Task prompt =
All of the entries below are to be repeated word for word.

● ● ● ● ● ● ●

PR #175, opened 2016-09-05
Animate image moving down into the photo button on save

daehn:
# What's in this PR?

* Animate the image moving into the photo button when saving (the animation is the same as previously in `FullScreenImageViewController`).
* Fix close button alignment in `FullScreenImageViewController`.

### DIFF
--- a/Wire-iOS/Sources/UserInterface/Conversation/ConversationViewController.m
+++ b/Wire-iOS/Sources/UserInterface/Conversation/ConversationViewController.m
@@ -65,7 +65,6 @@
 #import "AddContactsViewController.h"
 #import "ContactsDataSource.h"
 #import "VerticalTransition.h"
-#import "UIView+MTAnimation.h"
 
 #import "UIColor+WAZExtensions.h"
 #import "KeyboardFrameObserver+iOS.h"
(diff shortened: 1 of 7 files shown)


Wire-iOS/Sources/UserInterface/Conversation/ConversationViewController.m
```diff
@@ -610,9 +611,22 @@ - (BOOL)conversationContentViewController:(ConversationContentViewController *)c
...
+- (void)conversationContentViewController:(ConversationContentViewController *)contentViewController performImageSaveAnimation:(UIView *)snapshotView sourceRect:(CGRect)sourceRect
 {
-    [self.inputBarController bounceCameraIcon];
+    [self.view addSubview:snapshotView];
+    snapshotView.frame = [self.view convertRect:sourceRect fromView:contentViewController.view];
+
+    UIView *targetView = self.inputBarController.photoButton;
+    CGPoint targetCenter = [self.view convertPoint:targetView.center fromView:targetView.superview];
+    
+    [UIView mt_animateWithViews:@[snapshotView] duration:0.55 timingFunction:kMTEaseInExpo animations:^{
```
typfel: Why are you using MT animations? Would like to remove that dependency at some point.

daehn: Ah makes sense, its a relict of the previous implementation, I will replace it.

daehn:
@typfel updated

● ● ● ● ● ● ●

Exercise output =
PR #175, opened 2016-09-05
Animate image moving down into the photo button on save

daehn:
# What's in this PR?

* Animate the image moving into the photo button when saving (the animation is the same as previously in `FullScreenImageViewController`).
* Fix close button alignment in `FullScreenImageViewController`.

### DIFF
--- a/Wire-iOS/Sources/UserInterface/Conversation/ConversationViewController.m
+++ b/Wire-iOS/Sources/UserInterface/Conversation/ConversationViewController.m
@@ -65,7 +65,6 @@
 #import "AddContactsViewController.h"
 #import "ContactsDataSource.h"
 #import "VerticalTransition.h"
-#import "UIView+MTAnimation.h"
 
 #import "UIColor+WAZExtensions.h"
 #import "KeyboardFrameObserver+iOS.h"
(diff shortened: 1 of 7 files shown)


Wire-iOS/Sources/UserInterface/Conversation/ConversationViewController.m
```diff
@@ -610,9 +611,22 @@ - (BOOL)conversationContentViewController:(ConversationContentViewController *)c
...
+- (void)conversationContentViewController:(ConversationContentViewController *)contentViewController performImageSaveAnimation:(UIView *)snapshotView sourceRect:(CGRect)sourceRect
 {
-    [self.inputBarController bounceCameraIcon];
+    [self.view addSubview:snapshotView];
+    snapshotView.frame = [self.view convertRect:sourceRect fromView:contentViewController.view];
+
+    UIView *targetView = self.inputBarController.photoButton;
+    CGPoint targetCenter = [self.view convertPoint:targetView.center fromView:targetView.superview];
+    
+    [UIView mt_animateWithViews:@[snapshotView] duration:0.55 timingFunction:kMTEaseInExpo animations:^{
```
typfel: Why are you using MT animations? Would like to remove that dependency at some point.

daehn: Ah makes sense, its a relict of the previous implementation, I will replace it.

daehn:
@typfel updated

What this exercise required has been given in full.